Compare this with Poisson's equation:

$$
\nabla^2 \phi = 4\pi G\rho
$$

This means that:

$$
\frac{1}{2\kappa} \rho c^4 = 4\pi G\rho
$$

$$
\kappa = \frac{c^4}{8\pi G}
$$

Remember the field equations:

$$
G_{\mu \nu} = \frac{1}{\kappa} T_{\mu \nu}
$$

Now knowing the value of $\kappa$, we need only substitute to get:

$$
G_{\mu \nu} = \frac{8\pi G}{c^4} T_{\mu \nu}
$$

This elegant equation is the apotheosis of general relativity, and it rightfully deserves its place as one of the most famous equations in all of physics.

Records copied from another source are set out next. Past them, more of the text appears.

PR #444, opened 2015-01-10

RQuadling:
Rebased my feature upon 0.4.x-dev 25eeeba. This replaces PR https://github.com/robmorgan/phinx/pull/437.

Really sorry for the noise. Still learning git/github.

### DIFF
--- a/src/Phinx/Console/Command/AbstractCommand.php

Note that sometimes, there is an alternate form of the Einstein Field Equations that is easier to solve. To do this, we expand out the full equations:

$$
R_{\mu \nu} - \frac{1}{2} Rg_{\mu \nu} = \frac{8\pi G}{c^4} T_{\mu \nu}
$$

We now multiply both sides by $g^{\mu \nu}$:

$$
g^{\mu \nu} R_{\mu \nu} - \frac{1}{2} R g_{\mu \nu} g^{\mu \nu} = \frac{8\pi G}{c^4} T_{\mu \nu} g^{\mu \nu}
$$

Using the fact that $g_{\mu \nu} = g^{\mu \nu} = 4$ and $T_{\mu \nu} g^{\mu \nu} = T$, this becomes:

$$
R - \frac{1}{2} (4R) = \frac{8\pi G}{c^4} T \Rightarrow -R = \frac{8\pi G}{c^4} T
$$

So, substituting back into the original EFEs:

$$
R_{\mu \nu} +\frac{1}{2} \frac{8\pi G}{c^4} T g_{\mu \nu} = \frac{8\pi G}{c^4} T_{\mu \nu}
$$

$$
R_{\mu \nu} = \frac{8\pi G}{c^4} \left(T_{\mu \nu} - \frac{1}{2} g_{\mu \nu} T \right)
$$

This makes the field equations simpler for vacuum solutions, where $T_{\mu \nu} = T = 0$. Thus, the equations just become:

$$
R_{\mu \nu} = 0
$$

which is still incredibly hard to solve, but more manageable than the typical case.

Finally, there is one more important fact about the field equations: taking the covariant derivatives of both sides is equal to zero. This means that:

$$
\nabla_\mu T_{\mu \nu} = 0
$$

This expression may look familiar if we recall that the covariant derivative with a repeated index is just the divergence of a field. What this is saying is that the total change in matter-energy flux in all of spacetime is zero - essentially, the conservation of energy.